I eventually completed the first MFA degree through CADRE in 1990, taking a first teaching job at the University of South Florida (teaching on aging Amigas) through 1993 when we moved to the Reno, Nevada where I have taught "Digital Media" for the past 20 years in the Department of Art. Much of my creative work over the first ten years out of grad school involved digital imaging and kinetic, electromechanical sculpture/installation - much of this work sought to critique or question our relationship with emerging technologies, simulation, etc. Worth mentioning is likely the piece, "Masturbatory Interactant" of 1996-97 http://www.delappe.net/masturbatory-interactant-1997/ The repetitive action of the rotating drums allowing for the random scanning of barcodes by the mechanically thrusting scanner eventually scratched the barcodes to such an extent that they could no longer be scanned. I was intrigued and inspired by this type of mechanical mark-making to create "The Artist's Mouse" http://www.delappe.net/sculpture/the-artists-mouse/. This piece led to my first use of computer games directly in my creative practice in 1998. I played levels of "Unreal" using "The Artist's Mouse" to create a series of abstract graphite drawings, each representing a complete mapping of my experience completing levels of the game.
I first came to play FPS games a few years prior to this - buying equipment for our computer lab at UNR from various catalogues (this well before the existence of the Apple Store), some vendors would include CDRoms of various game titles in the shipping boxes with ordered equipment and software.
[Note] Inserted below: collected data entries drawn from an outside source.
PR #170, opened 2018-04-24
Implement Tracing

### LINKED ISSUE #52: Implement Tracing tests
https://github.com/GoogleChrome/puppeteer/blob/master/test/test.js#L3239

kblok:
closes #52

### DIFF
--- a/lib/PuppeteerSharp.Tests/PuppeteerBaseTest.cs
+++ b/lib/PuppeteerSharp.Tests/PuppeteerBaseTest.cs
@@ -35,7 +35,7 @@ namespace PuppeteerSharp.Tests
             InitializeAsync().GetAwaiter().GetResult();
         }
 
-        public void Dispose() => DisposeAsync().GetAwaiter().GetResult();
+        public virtual void Dispose() => DisposeAsync().GetAwaiter().GetResult();
 
         protected static Task<dynamic> WaitForEvents(Session emitter, string eventName, int eventCount = 1)
         {
--- a/lib/PuppeteerSharp.Tests/Tracing/TracingTests.cs
+++ b/lib/PuppeteerSharp.Tests/Tracing/TracingTests.cs
@@ -1,0 +1,66 @@
+﻿using System;
+using System.Collections.Generic;
+using System.IO;
+using System.Linq;
+using System.Text;
+using System.Threading.Tasks;
+using Xunit;
+
+namespace PuppeteerSharp.Tests.Tracing
+{
+    [Collection("PuppeteerLoaderFixture collection")]
+    public class TracingTests : PuppeteerPageBaseTest
+    {
+        private string _file;
+
+        public TracingTests()
+        {
+            _file = Path.Combine(Path.GetTempPath(), Path.GetRandomFileName());
+        }
+
+        public override void Dispose()
+        {
+            base.Dispose();
+
+            int attempts = 0;
+            const int attemptTimes = 5;
+
+            while (true)
+            {
+                try
+                {
+                    attempts++;
+                    if (File.Exists(_file))
+                    {
+                        File.Delete(_file);
+                    }
+                    break;
+                }
+                catch (UnauthorizedAccessException)
+                {
+                    if (attempts == attemptTimes)
+                    {
+                        break;
+                    }
+
+                    Task.Delay(1000).GetAwaiter().GetResult();
+                }
+            }
+        }
+
+        [Fact]
+        public async Task ShouldWork()
+        {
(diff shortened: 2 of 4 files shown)


kblok:
Ready to review @Meir017

lib/PuppeteerSharp.Tests/Tracing/TracingTests.cs
```diff
@@ -0,0 +1,111 @@
...
+        {
+            _file = Path.Combine(Path.GetTempPath(), Path.GetRandomFileName());
+        }
+
+        public override void Dispose()
+        {
+            base.Dispose();
+
+            int attempts = 0;
+            const int attemptTimes = 5;
```
Meir017: maybe rename to `maxAttempts`

lib/PuppeteerSharp.Tests/Tracing/TracingTests.cs
```diff
@@ -0,0 +1,111 @@
...
+                    break;
+                }
+                catch (UnauthorizedAccessException)
+                {
+                    if (attempts == attemptTimes)
+                    {
+                        break;
+                    }
+
+                    Task.Delay(1000).GetAwaiter().GetResult();
```
Meir017: This feels a bit weird, you should override `DisposeAsync` and in it call `await base.DisposeAsync()`

lib/PuppeteerSharp.Tests/PuppeteerBaseTest.cs
```diff
@@ -35,7 +35,7 @@ public PuppeteerBaseTest()
             InitializeAsync().GetAwaiter().GetResult();
         }
 
-        public void Dispose() => DisposeAsync().GetAwaiter().GetResult();
+        public virtual void Dispose() => DisposeAsync().GetAwaiter().GetResult();
```
Meir017: this method shouldn't be virtual, for that we have `DisposeAsync`

lib/PuppeteerSharp/Session.cs
```diff
@@ -133,6 +136,13 @@ internal void OnMessage(string message)
                     }
                 }
             }
+            else if (obj.method == "Tracing.tracingComplete")
+            {
+                TracingComplete?.Invoke(this, new TracingCompleteEventArgs
+                {
+                    Stream = objAsJObject["params"]["stream"].ToString()
```
Meir017: I think you can use `objAsJObject.Value<string>("params.stream")`

lib/PuppeteerSharp/Tracing.cs
```diff
@@ -1,12 +1,117 @@
...
+        /// <summary>
+        /// Starts tracing.
+        /// </summary>
+        /// <returns>Start task</returns>
+        /// <param name="options">Tracing options</param>
+        public async Task StartAsync(TracingOptions options)
+        {
+            if (_recording)
+            {
+                Console.WriteLine("Cannot start recording trace while already recording trace.");
```
Meir017: I'm pretty sure that `console.assert` throws an error and not just logs, so I think we should throw an `InvalidOperationException`

lib/PuppeteerSharp/TracingCompleteEventArgs.cs
```diff
@@ -0,0 +1,8 @@
+﻿using System.IO;
+namespace PuppeteerSharp
+{
+    public class TracingCompleteEventArgs
```
Meir017: should implement `EventArgs`

lib/PuppeteerSharp/Tracing.cs
```diff
@@ -1,12 +1,117 @@
...
+                categories.Add("disabled-by-default-devtools.screenshot");
+            }
+
+            _path = options.Path;
+            _recording = true;
+
+            await _client.SendAsync("Tracing.start", new
+            {
+                transferMode = "ReturnAsStream",
+                categories = string.Join(", ", categories.ToArray())
```
Meir017: remove the `.ToArray()` it's not needed

lib/PuppeteerSharp/Tracing.cs
kblok: That's event clear to me, but yeah, let's treat that as a validation.

lib/PuppeteerSharp/Session.cs
kblok: I wasn't able to do that. This is cleaner though `objAsJObject["params"].Value<string>("stream")`

kblok:
Ready to review @Meir017

PR #178, opened 2018-04-27
Don't await browse.close task

### LINKED ISSUE #176: Connected browsers hangs if created on using blocks
```cs 
var options = new ConnectOptions()
{
    BrowserWSEndpoint = $"wss://chrome.browserless.io?token={apikey}"
};

using(var browser = await Puppeteer.ConnectAsync(options))
using(var page = await browser.NewPageAsync())
{
    await page.GoToAsync(url);
    var stream = await page.ScreenshotStreamAsync(new ScreenshotOptions
    {
        FullPage = true
    });
}
```

It never gets out of the using block.
This was implement in an Azure Function.

kblok:
We have a similar issue we had on #126. The GetAwaiter was hanging on some platforms (like a console app). For instance, the PuppeteerConnectTests.ShouldBeAbleToReconnectToADisconnectedBrowser (https://github.com/kblok/puppeteer-sharp/blob/9bebc1f8a305af365b99d18eedb135e68139104c/lib/PuppeteerSharp.Tests/Puppeteer/PuppeteerConnectTests.cs#L32) hangs if run on a console app.

The solution is quite similar to #126. As we don't need to wait for `Browse.close`.  We just trigger and forget it.

`_closeCallBack` might have a process kill (when we create a process) we would need to await, or a `Browser.close` (when we call connect) we can just trigger and forget.

closes #176

### DIFF
--- a/lib/PuppeteerSharp/Browser.cs
+++ b/lib/PuppeteerSharp/Browser.cs
@@ -108,7 +108,13 @@ namespace PuppeteerSharp
 
             IsClosed = true;
 
-            await _closeCallBack();
+            var closeTask = _closeCallBack();
+
+            if (closeTask != null)
+            {
+                await closeTask;
+            }
+
             Disconnect();
             Closed?.Invoke(this, new EventArgs());
         }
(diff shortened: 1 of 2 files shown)


kblok:
Ready to review @Meir017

The first game of this type I played was the original "Marathon" by Bungie Software. My students were as well starting to play such games - I was intrigued. To make a long story short, playing "Unreal" to make drawings opened up a world of creative possibilities.
It was in 2001 that I first "performed" inside a computer game. I had the idea to read poetry through the text messaging system of a FPS match online (inspired in part by reading a biography of Andy Kaufman). "Howl: Star Trek Elite Force Voyager Online" http://www.delappe.net/play/howl-elite-force-voyager-online/ was the first of a series on online, text based performances. I typed through the text messaging system, word for word, as "Allen Ginsberg" first in the guise of the wonky Doctor from the TV series (my avatar choice was wonderfully, randomly changed to Seven of Nine after a computer crash). The entire reading/performance took 6 hours.